My senior year I tried the Dukan diet and lost about 30 lbs, down to my slimmest. I felt great, but life happens, and I went off the diet.
About 6 months ago I started fighting a strong battle against my anxiety and depression. I have been diagnosed with Generalized Anxiety Disorder with depression, but my psychiatrist was someone who didn't listen or care, so I'm not sure I agree with that diagnosis. I think my main problem is depression, I am only anxious when I am depressed. Anyways, I have always struggled with it, but it has become really hard the last 6 months, and as a result of my stress eating, I have gained about 50 lbs. I feel awful, and I know it doesn't help my mental health.
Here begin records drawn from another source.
PR #374, opened 2024-03-25
Remove vendor directory

gabrieljackson:
This change removes the `vendor` directory in favor of pulling down dependencies as needed. The code-generator script has been moved from the `vendor` directory to `scripts` as a temporary solution until a newer process is implemented for generation.

Fixes https://mattermost.atlassian.net/browse/CLD-7371

```release-note
None
```


fmartingr (approved):
LGTM. You can remove the first line of the `.gitattributes` file too.

PR #385, opened 2024-10-29
allow setting a custom liveness probe timeout

swills:
Currently you can set some custom values for liveness probes but you can't set the timeout. I ran into an issue and needed to set it.


nickmisasi (approved):
LGTM! Thanks @swills

gabrieljackson (approved):
Thanks for the contribution!

PR #401, opened 2025-04-04
[GH-389] Usage of pinned tags fixed

### LINKED ISSUE #389: Image pinning is broken
The helm chart supports image pinning and it's part of the default [values.yaml](https://github.com/mattermost/mattermost-helm/blob/master/charts/mattermost-team-edition/values.yaml#L6).

However, doing the same with the Operator breaks the update checker.

To reproduce:

1. Set `spec.version: 10.4.2` for the Mattermost resource; observe that it starts up fine
2. Set `spec.version: 10.4.2@sha256:f655fae92b8126e7d7f5dcbb796a8bbe32883f0af9cd20841c1be035e241052f `
3. Observe that the update checker fails to start up because the Operator sets an invalid image of `mattermost/mattermost-team-edition@10.4.2@sha256:f655fae92b8126e7d7f5dcbb796a8bbe32883f0af9cd20841c1be035e241052f`

The first `@` should actually be a colon.

aboukhal:
#### Summary
Deployment was broken when using a pinned tag instead of only a tag or only a digest.

For example when using a "tag" of `1.2.3@sha26:0000000000...`, the operator would incorrectly combine this with the image name to be `...mattermost@1.2.3@sha256:0000...` instead of using the colon. This pattern of using pinned tags is commonly used in conjunction with dependency update tools like renovate or dependabot.

#### Ticket Link
Fixes #389

#### Release Note
```release-note
The operator now supports the usage of tags in the CRD that consist of tag and digest. Previously only tag or digest was supported, not both.
```

### DIFF
--- a/apis/mattermost/v1alpha1/clusterinstallation_test.go
+++ b/apis/mattermost/v1alpha1/clusterinstallation_test.go
@@ -163,6 +163,13 @@ func TestClusterInstallation(t *testing.T) {
 		assert.Contains(t, ci.GetImageName(), ci.Spec.Version)
 		assert.Equal(t, ci.GetImageName(), fmt.Sprintf("%s@%s", ci.Spec.Image, ci.Spec.Version))
 	})
+
+	t.Run("using tag and digest", func(t *testing.T) {
+		ci.Spec.Version = "10.6.1@sha256:dd15a51ac7dafd213744d1ef23394e7532f71a90f477c969b94600e46da5a0cf"
+		assert.Contains(t, ci.GetImageName(), ci.Spec.Image)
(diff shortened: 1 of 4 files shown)


aboukhal:
@gabrieljackson @stafot  sorry for pinging you directly. How can I get eyes on this PR? It seems it's not being noticed.

stafot:
@aboukhal Please consider Copilot's comments.

Lichtblitz:
@stafot Looks like AI will not take over the world anytime soon :-D
The test case it requests are literally the test case above the ones it commented.

stafot (approved):

gabrieljackson (approved):
Looks good! Thanks for the contribution.

PR #456, opened 2026-04-22
External database: unmanaged mode, custom Secret key, postgresql://

### LINKED ISSUE #437: ability to specify secret and data name within secret
When initially deploying I used cloudnative-pg to deploy a postgres database.

After the postgres database is deployed there is a secret like so:
```
$ k get secrets mattermost-cluster-app -o yaml
apiVersion: v1
data:
  dbname: redacted_base64
  fqdn-jdbc-uri: redacted_base64
  fqdn-uri: redacted_base64
  host: redacted_base64
  jdbc-uri: redacted_base64
  password: redacted_base64
  pgpass: redacted_base64
  port: redacted_base64
  uri: redacted_base64
  user: redacted_base64
  username: redacted_base64
```

Via the mattermost strategy, I can specify a secret ... so I could specify the secret provided by cloudnative-pg, but I would need the ability to say to use the 'uri' value for the DB_CONNECTION_STRING value.

This would allow for a fully automated deployment, rather than to have to copy/paste the secret value from the cloudnative-pg generated secret, to the mattermost secret.

### LINKED ISSUE #438: ability to use postgresql:// in addition to postgres://
When initially deploying I used cloudnative-pg to deploy a postgres database.

cloudnative-pg provides a connection string which starts with postgresql://, it would be nice if mattermost also recognized this url schema and used it the same as postgres.  This would help with help to allow for full automation around deployment as it would eliminate the need to edit the provided connectionstring.

I'm deploying via gitops using argocd, which lets me in general just delete a namespace, and everything will come back.  Without recognizing postgresql I'll have to start looking into using an initContainer or something and perhaps add in rbac to allow for modifying secrets.  It is probably doable, but if other folks might use various ways to deploy postgres, it may be there will be lots of folks who would benefit by recognizing 'postgresql' as a valid schema

e.g.:
```
postgresql://app:passwd_redacted@mattermost-cluster-rw.mattermost:5432/app?sslmode=disable&connect_timeout=10
```

Here's what a google search says on the matter:
```
The postgres:// and postgresql:// URL schemes are functionally equivalent and both refer to the same database protocol used to connect to a PostgreSQL database server. The difference lies solely in the naming convention used in the URL scheme.

postgresql:// is the officially recognized and preferred scheme for PostgreSQL database connections, reflecting the project's official name.
 However, postgres:// is a widely accepted and commonly used alias, often favored for its brevity and ease of pronunciation.
 This usage is so prevalent that many tools, libraries, and documentation accept both schemes interchangeably.

In practice, when connecting to a PostgreSQL database, you can use either postgres:// or postgresql:// in your connection string, and the connection will be established successfully as long as the rest of the URL (host, port, database name, credentials) is correct. The choice between the two is largely a matter of preference or convention within a specific project or organization.
```

jalet:
#### Summary
Two independent improvements to external-database support, aimed at consuming
pre-existing secrets produced by other operators (e.g. cloudnative-pg).

- `spec.database.unmanaged: true` — operator skips all DB config; user supplies
  `MM_SQLSETTINGS_*` via `spec.mattermostEnv`.
- `spec.database.external.connectionStringKey` — override the Secret key the
  operator reads the connection string from (default `DB_CONNECTION_STRING`).
  When set and no `MM_SQLSETTINGS_DATASOURCE` key is present in the Secret, the
  same key is reused as the datasource source, so a single `uri` entry is
  enough.
- Accept `postgresql://` scheme in `DB_CONNECTION_CHECK_URL` validation —
  `pg_isready` accepts both URI forms; `GetTypeFromConnectionString` already
  detected both via its `postgres` prefix check.

All three are opt-in; default behavior is unchanged.

#### Ticket Link
Fixes https://github.com/mattermost/mattermost-operator/issues/437
Fixes https://github.com/mattermost/mattermost-operator/issues/438

#### Release Note
```release-note
Add two opt-in mechanisms for connecting Mattermost to pre-existing database secrets generated by other operators: spec.database.unmanaged skips all operator database configuration, and spec.database.external.connectionStringKey overrides the Secret key used to read the connection string. The postgresql:// URI scheme is now accepted alongside postgres:// in DB connection check URLs.
```


larkox:
@nickmisasi @esarafianou Friendly reminder on this.

controllers/mattermost/mattermost/database.go
```diff
@@ -18,6 +18,10 @@ import (
 func (r *MattermostReconciler) checkDatabase(mattermost *mmv1beta.Mattermost, reqLogger logr.Logger) (mattermostApp.DatabaseConfig, error) {
 	reqLogger = reqLogger.WithValues("Reconcile", "database")
 
+	if mattermost.Spec.Database.IsUnmanaged() {
+		return nil, nil
+	}
```
nickmisasi, line 23: Returning nil, nil here weakens the DatabaseConfig contract to "maybe nil" - every furture consumer will have to remember to check. I wonder if we could have checkDatabase return a no-op UnmanagedDBConfig{} with EnvVars/InitContainers set to nil - then you could remove the changes you have in GenerateDeploymentV1Beta. The nil disappears from the pipeline entirely this way

pkg/mattermost/database_external.go
```diff
@@ -184,22 +196,24 @@ func externalDBCheckInitContainer(secretName, dbType string) *corev1.Container {
...
-// appropriate/curl.
+// appropriate/curl. The env vars mirror ExternalDBConfig.EnvVars so that a
+// custom connectionStringKey (e.g. cloudnative-pg's "uri") is honored here too.
 func builtinDBCheckInitContainer(
 	mattermost *mmv1beta.Mattermost,
 	secretName string,
 	hasSeparateDatasourceKey bool,
 	timeout time.Duration,
+	connectionStringKey string,
 ) *corev1.Container {
```
nickmisasi, line 203: I know this isn't necessarily introduced by you, but this bubbles it up - 4/5 of these args are from the ExternalDBConfig - rather than adding a 5th parameter, could we refactor this to accept the *ExternalDBConfig instead?

nickmisasi (changes requested):
Thanks for opening this PR! I have left a couple things I think should be addressed, but overall LGTM.

controllers/mattermost/mattermost/database.go
jalet: Thanks, great feedback. I took a stab at what I hope you aimed for. Let me know if it aligns with what you had in mind.

jalet: @nickmisasi is this what you had in mind?

nickmisasi (approved):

Because I am taking things slow, and because I am really busy, I am starting by working out with a friend 3 times a week. I'm keeping my calories around/under 1700 a day. I'm also taking some supplements/vitamins from Itworks Global which have been helping a lot. And I cheat on the weekends. Right now that's what's keeping me eating clean during the week, and I hope to eventually cut that out.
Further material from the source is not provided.